# Please encourage me :(



## heather (May 13, 2002)

We never were able to get going again after the Christmas break -
We were sick for 2 weeks & then gradually started little by little again, but now we are at a stand still again -
Neither of us (dd or me) can get excited about schooling -
Is it the winter blues??

Just tell me that I will be able to get my rear end in gear this coming week -
Just tell me that we will be excited about it again -
Just tell me I'm not the only one that has faced this in the 1st year -
Just tell me everything will be alright -

Sound like a Hallmark commercial yet??


----------



## Cheryl in SD (Apr 22, 2005)

Everything will be alright. When we grind to a standstill, the first thing I do is clean the house. Once it is clean, I get out my tm & redo everything starting fresh from where we are, no catching up. Then the first day we get up on time (going to bed on time the night before helps with this) and we start with our favorite subject. This usually restarts us. 

It will get better.


----------



## Blessed Mommy (May 7, 2007)

I agree with Cheryl clean the house. Then, do something to rejuvenate yourself. Take a break and go see a friend. Do something you have not done in a long time. Get away; take a walk.

Brainstorm something new and exciting to do. Once you are excited about learning, your children will pick up on that at get excited too.


----------



## cindyc (Nov 12, 2005)

Some people do school 7 weeks on and 3 weeks off year round. No worries... You'll get it done.  Do something that makes you feel productive an positive, and then try again.  

Cindyc.


----------



## Happy Palace (Sep 21, 2007)

It does get better.
You will get yourself in gear. If not this week, then the next.
We've all been there (some of us kind of live there most of the time)
It's the time of year.

I love Cheryl's idea about redoing your schedule to eliminate the "oh-no-we're-so-behind syndrome. I've got to try that - today. When I scheduled my year, I didn't leave ANY wiggle room and we're paying for it with an over loaded schedule.


----------



## Tracy Rimmer (May 9, 2002)

This is a common theme this time of year for homeschooling families. My best advice is simply to relax. Whatever you're doing, is something. 

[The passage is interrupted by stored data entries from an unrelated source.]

PR #3518, opened 2021-04-20
Periodically update dxvk_versions.json

j-piecuch:
Currently the `dxvk_versions.json` file isn't automatically updated as new DXVK versions are released.
This PR adds a new optional parameter to the `download_file()` function that allows us to check for a new version if the local one is old enough. We use it to download the newest version of `dxvk_versions.json` every day.


j-piecuch:
This has been fixed in a slightly different way by e608abae, so I'm closing this PR.

Issue #3553, opened 2021-05-29
Lutris dependencies not fully documented


Lewiscowles1986:
Firstly, thanks for making this tool. I've not used it, but I plan to and it's nice that someone took the time to share this with the world.

Unfortunately I hit a problem. Not wanting to add a ppa, I decided to build from source. I would have used a snap, appimage or flatpak if one were provided, but I didn't see it on https://lutris.net/downloads/ or the README.md of this repo. If it does exist, please let me know.

Anyway... I found it prohibitively difficult when considering anyone who is not a coder or sysadmin.

This is one of a series of issues about the experience. I'll make more if it is of interest, but maybe I'm underestimating the target audience.

At the end of my journey, after getting additional system dependencies, I received this message after completing the install of all requirements on ubuntu 18.04 LTS using python 3.9 in a virtualenv, x86_64 using `pip install -r requirements.txt`.

```
~/lutris$ bin/lutris -d
2021-05-29 08:47:10,286: Package 'distro' unavailable. Unable to read Linux distribution
Traceback (most recent call last):
  File "/home/lewis/lutris/bin/lutris", line 52, in <module>
    from lutris.gui.application import Application  # pylint: disable=no-name-in-module
  File "/home/lewis/lutris/lutris/gui/application.py", line 43, in <module>
    from lutris.gui.installerwindow import InstallerWindow
  File "/home/lewis/lutris/lutris/gui/installerwindow.py", line 17, in <module>
    from lutris.installer import interpreter
  File "/home/lewis/lutris/lutris/installer/interpreter.py", line 14, in <module>
    from lutris.installer.installer import LutrisInstaller
  File "/home/lewis/lutris/lutris/installer/installer.py", line 13, in <module>
    from lutris.services import SERVICES
  File "/home/lewis/lutris/lutris/services/__init__.py", line 9, in <module>
    from lutris.services.gog import GOGService
  File "/home/lewis/lutris/lutris/services/gog.py", line 9, in <module>
    from lxml import etree
ModuleNotFoundError: No module named 'lxml'

```

I solved this issue (for me, not for others who might run into it) by using the following command.

```
pip install lxml
```

strycore:
Reminder that while virtualenvs are great, Lutris is not really fitted to this kind of setup due to it's usage of PyGObject. 

I see that lxml is now present in the setup.py so the installation on a very minimal python setup should now work. But there are no guarantees the software will work properly from a venv.

strycore:
[...]

PR #3554, opened 2021-05-29
Ubuntu 18.04 x86_64 install from GitHub

Lewiscowles1986:
This PR is a placeholder for improving the repo, documenting the steps I had to go through using ubuntu 18.04 on x86_64 (amd64)

## Cairo & Python
- if you're interested let me know
## GCC-5
- if you're interested let me know
## Libgirepository
- if you're interested let me know
## LXML

I don't know the lower-bound of lxml, so I've not even attempted to pin the dependency.

I am aware this might need more effort, such as finding that minimum bar.

Let me know if there is interest in documenting this dependency.

Related #3553

### DIFF
--- a/requirements.txt
+++ b/requirements.txt
@@ -34,3 +34,4 @@ secretstorage==3.1.2 ; sys_platform == 'linux'
 six==1.15.0
 urllib3==1.25.10
 wrapt==1.12.1
+lxml


strycore:
Hi,

1) What problem are you trying to solve?
2) The requirements.txt file is automatically generated and shouldn't be edited manually
3) Any particular reason to still be using Ubuntu 18.04?

Lewiscowles1986:
1. Making the setup docs more explicit.
2. Whatever is automatically generating it is missing results.
3. I've found it has more compatibility with games. I also use 20.04, it has this same exact issue when installing from GitHub.

strycore:
I'm afraid the way you're installing lutris is wrong.

Lewiscowles1986:
"wrong". Do you mean undesirable? Can you explain it in more words?

strycore:
It's not the supported way, you shouldn't try to sandbox lutris in a virtualenv or other method so python dependencies should come from the operating system packages.

Lewiscowles1986:
So: 

* this software is specifically designed not to work with a virtualenv (which is just a way of keeping a system clean).
* this software should not document all it's application dependencies, because an OS install would?

Honestly I'd assumed the main push-back would be "we depend on a specific version, please document that".
"We don't want people in clean environments using our software." That is new to me. A Virtualenv has access to all system shared libraries, but just overwrites the python interpreter and it's packages. It's not like Docker or a VM entirely. 

Not supporting that could lead to users needing to choose between your package and another if for any reason two packages are incompatible. 

I really don't understand the reasoning here, but respect your decision. Leaving this here as breadcrumbs for anyone else that might want to try this out without complicating their system, is good enough for me.

PR #3580, opened 2021-06-22
Additional fixes for log window LOG_BUFFERS access

fatalis:
Improves my last commit 'Fix log window not showing logs after game closed' - https://github.com/lutris/lutris/commit/6d56b2ef106564ca31ed3e9501a60df997f315a9

It appears `Game` is inconsistently constructed with game_id as either a `str` or `int` throughout the app and I don't know the best way to fix this, so I'm enforcing LOG_BUFFERS to be keyed by str in every occurrence as a fix for now. Also I didn't want to intruduce new bugs by enforcing str or int in the Game constructor.

### DIFF
--- a/lutris/game.py
+++ b/lutris/game.py
@@ -144,7 +144,7 @@ class Game(GObject.Object):
     @property
     def log_buffer(self):
         """Access the log buffer object, creating it if necessary"""
-        _log_buffer = LOG_BUFFERS.get(self.id)
+        _log_buffer = LOG_BUFFERS.get(str(self.id))
         if _log_buffer:
             return _log_buffer
         _log_buffer = Gtk.TextBuffer()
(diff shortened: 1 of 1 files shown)


fatalis:
int:
```
  File "/usr/lib/python3.9/site-packages/lutris/game.py", line 639, in on_game_quit
    self.save(save_config=False)
```

int:
```
  File "/usr/lib/python3.9/site-packages/lutris/gui/widgets/game_bar.py", line 49, in __init__
    self.game = application.get_game_by_id(game_id) or Game(game_id)
```

str:
```
  File "/usr/lib/python3.9/site-packages/lutris/gui/lutriswindow.py", line 811, in on_game_activated
    game = Game(game_id)
```

strycore:
I think the id attribute should be set to a specific type during class instantiation but that might break some things and we are getting close to the release so your fix is safer for now.

PR #3584, opened 2021-06-24
Fix and improve dolphin game cache reader

fatalis:
It was broken for me due to some hardcoded offsets so I implemented the entire struct.


strycore:
Thanks a lot for that patch, the Dolphin importer was still very rough and experimental, this should make it good to release!

PR #3587, opened 2021-06-26
Quote pre/post-launch commands to deal with spaces in path

bsdf:
These scripts fail when there's a space in the path, even if the script was chosen with the Browse button.


strycore:
PR considered abandoned.

PR #3616, opened 2021-08-01
Make GameBar more HiDPI friendly

neworld:
Reworked layout in Boxes to maintain spaces between elements. It is needed for various DPI and also for long texts, which could happen on rare occasions. Since I have very little experience with GTK and python, I do not know how to make spacing pixels indepenend as well. Also, I do not remember how I made larger fonts on my computer. Any suggestions to improve is very welcome.

Previous UI for DPI=160:

After fix:

### DIFF
--- a/lutris/gui/widgets/game_bar.py
+++ b/lutris/gui/widgets/game_bar.py
@@ -10,12 +10,11 @@ from lutris.gui.widgets.utils import get_link_button, get_pixbuf_for_game
 from lutris.util.strings import gtk_safe
 
 
-class GameBar(Gtk.Fixed):
-    play_button_position = (12, 42)
+class GameBar(Gtk.VBox):
 
     def __init__(self, db_game, game_actions, application):
         """Create the game bar with a database row"""
-        super().__init__(visible=True)
+        super().__init__(visible=True, spacing=12)
         GObject.add_emission_hook(Game, "game-start", self.on_game_state_changed)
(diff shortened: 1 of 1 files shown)


strycore:
This will mess up the lo dpi version and the hi dpi should look the same as the lo dpi anyway

If you need to make those adjustments then your hidpi setup is likely broken. I have a hidpi screen and both lodpi and hidpi lutris windows have the same layout.

neworld:
> This will mess up the lo dpi version and the hi dpi should look the same as the lo dpi anyway

I am just wondering, how it will mess up lo dpi?

> I have a hidpi screen and both lodpi and hidpi lutris windows have the same layout.

I guess you are using `GTK_SCALE` or upscaling. It kinda works, but statically positioned layouts have more problems. For example, people could use different fonts or font settings and is nothing wrong with that. If you want to keep it static, then you should fix font sizes and the font itself.

strycore:
Those changes will 

I'd rather have it non static but it's not easy getting a consistent layout that way. I would certainly merge in a patch with a more dynamic layout while keeping elements evenly spaced.

neworld:
> Those changes will

I still do not understand. It will look different, but not messed up. 

> I would certainly merge in a patch with a more dynamic layout while keeping elements evenly spaced.

Do you have something in mind? Maybe make spaces much larger and make sure all texts fit in the expanse of spaces? I could try to do that.

PR #3618, opened 2021-08-02
Add locale option into the game settings

DavidHusicka:
This allows users to choose a locale for their games from a simple drop down menu. 

If a user has changed locale before using the environment variable setting in game configuration, then this environment variable is more important so this won't break games people already set up before this change.

All locales with `utf8` string are marked as recommended so users who do not have an experience dealing with locales won't choose the wrong one.

image

### DIFF
--- a/lutris/sysoptions.py
+++ b/lutris/sysoptions.py
@@ -29,6 +29,24 @@ def get_resolution_choices():
     return resolution_choices
 
 
+def get_locale_choices():
+    """Return list of available locales as label, value tuples
+    suitable for inclusion in drop-downs.
+    """
+    locales = system.get_locale_list()
+
+    # adds "(recommended)" string to utf8 locales
+    locales_humanized = locales.copy()
+    for index, locale in enumerate(locales_humanized):
+        if "utf8" in locale:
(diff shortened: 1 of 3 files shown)


lutris/util/system.py
```diff
@@ -379,6 +379,14 @@ def get_disk_size(path):
     return total_size
 
 
+def get_locale_list():
```
strycore, line 382: we have utility functions to call Popen in utils/system.py

lutris/sysoptions.py
```diff
@@ -29,6 +29,24 @@ def get_resolution_choices():
...
+    """Return list of available locales as label, value tuples
+    suitable for inclusion in drop-downs.
+    """
+    locales = system.get_locale_list()
+
+    # adds "(recommended)" string to utf8 locales
+    locales_humanized = locales.copy()
+    for index, locale in enumerate(locales_humanized):
+        if "utf8" in locale:
+            locales_humanized[index] += " " + _("(recommended)")
```
strycore, line 42: if the utf8 is recommended, why do we give the option of choosing the non recommended one? Shouldn't we just drop them?

PR #3619, opened 2021-08-02
GitHub Action to lint Python code

cclauss:
Because Travis CI seem to be on a (permanent?) vacation.  https://travis-ci.org/github/lutris

Results: https://github.com/cclauss/lutris/actions

`pytest .` throws `E   sqlite3.OperationalError: unable to open database file`

### DIFF
--- a/.github/workflows/lint_python.yml
+++ b/.github/workflows/lint_python.yml
@@ -1,0 +1,21 @@
+name: lint_python
+on: [pull_request, push]
+jobs:
+  lint_python:
+    runs-on: ubuntu-latest
+    steps:
+      - uses: actions/checkout@v2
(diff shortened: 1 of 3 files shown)


strycore:
Thanks! 
I don't know what's up with Travis, it keeps giving bogus messages so hopefully Github will get it right.

cclauss:
How do we get `pytest .` to succeed?

strycore:
It looks like the SQLite database can't be created. The code tests for 'nosetests' in settings.py to set the PGA_DB  file in /tmp but doesn't check for pytest so that's probably causing the failure.

check for both nosetests and pytest and you should be good (or replace pytest with nose, alternatively)

PR #3662, opened 2021-08-22
Fix order of get_lib_folders

Staudey:
This fixes a longstanding issue on (at least) Solus where Wine launchers (possibly others) wouldn't run. If I'm not misunderstanding things the code did the opposite of what it was supposed to do. If I'm reading that incorrectly this fixes the issue for some weird reason and I'd welcome further input.

Reference to the issue in question:
https://github.com/lutris/agora/issues/21


strycore:
I think this is ok to test at least, I'll merge it and make it part of the beta 2, if no one complains it's all good.

PR #3677, opened 2021-08-28
Remove Python 2 syntax

cclauss:
This pull request was created with [`pyupgrade --py3-only **/*.py`](https://pypi.org/project/pyupgrade.)


AlexanderRavenheart (approved):

strycore:
I see no reason to replace `"%s" % ""` with `"{}".format("")`. One is not a replacement for the other, the original way of doing string interpolation isn't going anywhere.

strycore:
And it is certainly not "Python 2" syntax

PR #91, opened 2021-07-14
edits for vcon 143

shewood:
### Description
work for WCAG 2.5.3 https://www.w3.org/WAI/WCAG21/Techniques/general/G211.html
removed the tabindex on the language control as it is now an actual link and no longer needs it. 
changed the quick reply buttons to read the actual text on screen.
changed the text input to be the same as the actual text although it might not be needed but maybe hidden for some voice controls,. more to do here. 
Added a few translations.


src/components/atoms/ChatOptionButton.vue
```diff
@@ -12,7 +12,7 @@
       bg-white
       hover:bg-gray-infolt
     "
-    aria-label="Quick reply"
+    :aria-label="$t(text)"
```
DaceyTom2, line 15: Adding text in here without translation should be fine as the text will be ideally passed in translated as a prop. The yes/no options can be translated in ConversationWindow.vue line 44 ":buttonOptions="['Yes', 'No']""

src/components/atoms/TextInput.vue
```diff
@@ -34,7 +34,7 @@
       <img
         class="focus:border-none"
         :src="icons[iconState]"
-        alt="Send Image."
+        alt="Send icon"
```
DaceyTom2, line 37: This alt text can be translated

src/components/molecules/TheHeader.vue
```diff
@@ -20,8 +20,6 @@
           <router-link
             id="lang-toggle-full"
             class="px-5 py-1 font-body underline text-blue-link"
-            aria-label="Change language"
-            tabindex="0"
```
DaceyTom2, line 24: good catch

DaceyTom2 (changes requested):

src/components/atoms/ChatOptionButton.vue
shewood: this is so the voice recorder reads "yes' and 'no" otherwise yes and no are both read as 'quick reply" and that makes no sense.

src/components/atoms/TextInput.vue
shewood: it doesn't seem to be used but I can translate it anyway.

src/components/atoms/ChatOptionButton.vue
DaceyTom2: The text itself doesn't need to be translated though

shewood: Right, of course.

src/components/atoms/TextInput.vue
shewood: Done

src/components/organisms/ConversationWindow.vue
```diff
@@ -41,7 +41,7 @@
       <!-- The logic on how the buttonOptions are passed as props will
                    depend on how we get the possible answers from VC. -->
       <TextInput
-        :buttonOptions="['Yes', 'No']"
+        :buttonOptions="[$t('yes'), $t('no')]"
```
DaceyTom2, line 44: Looks good!

DaceyTom2 (approved):

PR #92, opened 2021-07-15
Added lang to elements missing attribute

DaceyTom2:
### Description
French elements on English screens and English elements on French screens now have lang="respectiveLang"

### DIFF
--- a/src/views/Splash.vue
+++ b/src/views/Splash.vue
@@ -64,6 +64,7 @@
             role="button"
             draggable="false"
             to="/fr"
+            lang="fr"
             >Français</router-link
           >
         </div>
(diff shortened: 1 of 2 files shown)


src/views/Splash.vue
```diff
@@ -64,6 +64,7 @@
             role="button"
             draggable="false"
             to="/fr"
+            lang="fr"
```
TishamIslam, line 67: Github doesn't let me comment on the specific area (line 40 of this file) but you're missing a lang="en" for the English button.

TishamIslam (changes requested):

src/views/Splash.vue
DaceyTom2: Added lang=en to line ~40 and 103. Good catch!

TishamIslam (approved):

PR #94, opened 2021-07-16
left aligned chat option/ removed center align chat messages

TishamIslam:
### Description
Left-aligned all the chat-related items in the conversation window, as Thomas requested.

### Additional Notes
I also added break-words to the chat options, in the unlikely event that something gets too long for it to be displayed in one line.


DaceyTom2 (approved):
Looks good

PR #95, opened 2021-07-19
icon conditionally shows in conversationMessage

TishamIslam:
### Description
Moved the icon to each conversationMessage and conditionally rendered it based on whether it was the last element or not.
The alignment was to Thomas' specifications.


DaceyTom2 (approved):
Very clever!

PR #97, opened 2021-07-20
consistent cross-browser focus + placeholder colour

TishamIslam:
### Description
Added an explicit base focus styling to all elements instead of relying on browser defaults (resolves Firefox focus styles being hard to see/invisible). 
Explicitly defined the placeholder text colour in the textinput for sending messages to the VC (soon to be VA). This placeholder colour is the same as in the search box for consistency.


DaceyTom2 (approved):
Looks way better than my FF defaults!

PR #98, opened 2021-07-20
removed chatMessages.json

TishamIslam:
### Description
Removed chatMessages.json since it is no longer used.


DaceyTom2 (approved):
Reasonable to get rid of at this point

PR #99, opened 2021-07-20
redundant div with app id has been terminated 

TishamIslam:
### Description
I noticed that the div in App.vue wasn't actually needed since it seems like Vue makes the "#app" div on its own. This resolves a violation that was automatically detected with the Axe devtools extension.

### DIFF
--- a/src/App.vue
+++ b/src/App.vue
@@ -1,7 +1,5 @@
 <template>
-  <div id="app">
-    <router-view />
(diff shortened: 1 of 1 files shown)


DaceyTom2 (approved):
Interesting, I never noticed this being repeated... I'm surprised we never ran into issues with 2 elements with the same id

PR #100, opened 2021-07-20
added case for no messages in conversation

TishamIslam:
### Description
The blue notification icon that indicates “your message is unread” now disappears on page load automatically since the conversation is auto-selected. This was caused by not checking if a conversation was empty before assigning it a read date, so a separate check has been added for the case in which an empty conversation has a read time but no messages.

### DIFF
--- a/src/store/modules/inbox.js
+++ b/src/store/modules/inbox.js
@@ -16,18 +16,23 @@ const getters = {
       const lastMessage = messagesList[messagesList.length - 1];
 
       //dayRead will be unread if no value provided. The design currently accounts for only the weekday to be displayed
-      let dayRead = undefined;
+      let dayRead;
+      const lastReadDate = item.lastRead ? new Date(item.lastRead) : null;
+      const lastMessageReceivedDate = lastMessage?.receivedTime
+        ? new Date(lastMessage.receivedTime)
+        : null;
+
       if (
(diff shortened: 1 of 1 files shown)


nibivi77 (commented):
This does the job as expected! Good work! check out my comment :)

src/store/modules/inbox.js
```diff
@@ -28,6 +25,11 @@ const getters = {
         dayRead = new Date(lastMessage.receivedTime).toLocaleDateString("En", {
           weekday: "short",
         });
+      } else if (item.lastRead !== null) {
+        //to account for empty conversation/inbox item, so it doesn't remain always unread
+        dayRead = new Date(item.lastRead).toLocaleDateString("En", {
```
nibivi77, line 30: Instead of instantiating the Dates twice (one in the if statement and the other in the if/else clauses), would there be a way to declare it once?

Lines 23, 25 and 30

nibivi77 (commented):
This does the job as expected! Good work! check out my comment :)

src/store/modules/inbox.js
TishamIslam: Good catch, I'll be right on it!

nibivi77 (approved):
This is nice Good job!

PR #101, opened 2021-07-21
no tabbing to back button on desktop view/hidden

TishamIslam:
### Description
The back button that shows up when you open the drawer for messages/a conversation is no longer tabbable when you're on desktop (and is therefore hidden). Pretty sure this relates to one ore more of the WCAG guidelines, I'll update this and look for the relevant guideline(s) if there are any.


nibivi77 (approved):
That does the trick! Good catch!

PR #102, opened 2021-07-21
use focus-visible + remove input focus states

TishamIslam:
### Description
Removed focus states for inputs at Thomas Hoy's suggestion, used focus-visible tailwind styles so that focus states would activate only on tab/keyboard usage

### Additional Notes
~~Polyfills for other browsers incoming!~~
I think I implemented polyfilling for non-moz/chrome/edge; test with safari if avaiable. If it doesn't work, the plugins ([focus-visible](https://github.com/WICG/focus-visible) and [postcss-focus-visible](https://github.com/csstools/postcss-focus-visible)) have been included and I'm not 100% sure how to do it with Tailwind as [the docs ](https://tailwindcss.com/docs/hover-focus-and-other-states#focus-visible) aren't too descriptive, so let me know and we can take a crack at it together.

### Hoy Seal of Approval 
image

### DIFF
--- a/package-lock.json
+++ b/package-lock.json
@@ -23,6 +23,8 @@
         "@vitejs/plugin-vue": "^1.2.3",
         "@vue/compiler-sfc": "^3.1.2",
         "autoprefixer": "^10.2.6",
+        "focus-visible": "^5.2.0",
+        "postcss-focus-visible": "^5.0.0",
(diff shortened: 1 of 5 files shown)


DaceyTom2 (approved):
I tried it out on chrome and ff and it works really well. I'm unsure how to do something like this with tailwind

PR #103, opened 2021-07-22
Inbox uses ul and li instead of divs

DaceyTom2:
### Description
Instead of using divs within divs for the list of inbox items. Semantically we can use an ul(unorganised list) and create inbox items as li(list items). This is to help with accessibility

### DIFF
--- a/src/assets/styles/main.css
+++ b/src/assets/styles/main.css
@@ -16,4 +16,7 @@
     div:focus {
         @apply ring-inset;
     }
+    li:focus {
+        @apply ring-inset;
+    }
 }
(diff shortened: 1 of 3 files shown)


TishamIslam (changes requested):
image
The focus styling for this is a little off, the solution would be to go to src/assets/styles/main.css and where it has the styling for div, include li for it (i.e. `div:focus, li:focus {. . .}` )

Aside from that, nice catch!

DaceyTom2:
Ahh ty @TishamIslam should be good to go

TishamIslam:
Looks great!

TishamIslam (approved):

I'd also like to point out that it takes 21 days to make something habit -- and 14 to break a habit -- just about the time we all tend to take off each Christmas holiday. No wonder the "I just can't get back into it" theme is so common this time of year 

You're giving your child a great gift by being at home with them, teaching them there. Do some fun activities, go on a field trip, spend a few days poking around the library -- it'll come back, I promise


----------



## heather (May 13, 2002)

thanks everyone

It's always a challenge for me to not think of 'school' as 'book work'

even though we are behind on our 'book work', we have been cooking, reading, visiting friends, playing in the snow, etc.....

all is not lost!

Friday we went on a field trip to a glass blowing center - I hadn't been out of the house in a while & it was nice to see other homeschool families

Last night I pulled out the sleeper couch in front of the woodstove & we all snuggled in & read books
We read on in our Little House series, we read a small biography about Beethoven & read in our nature reader

So, I guess I'm doing fine - again, I just struggle with the 'book work'
For instance, I'm way behind on the math workbook pages, but dd is getting bored with those, so I've decided we're going to do some things on the chalkboard, use game pieces, do things orally, etc.....

Thanks everyone!

Last night on the radio I heard Gloria Gaynor......I WILL SURVIVE!


----------



## Callieslamb (Feb 27, 2007)

trip is in order. Just a field trip kind of thing. Look around and see what there is to go and see at this time of year - a museum, discovery center, etc. While there, find something that interests DD and go from there building on that interest. Check on movies online if going isn't an option for you. Find an animal, a period of history, a book, cooking recipe, craft project, sewing, whatever. 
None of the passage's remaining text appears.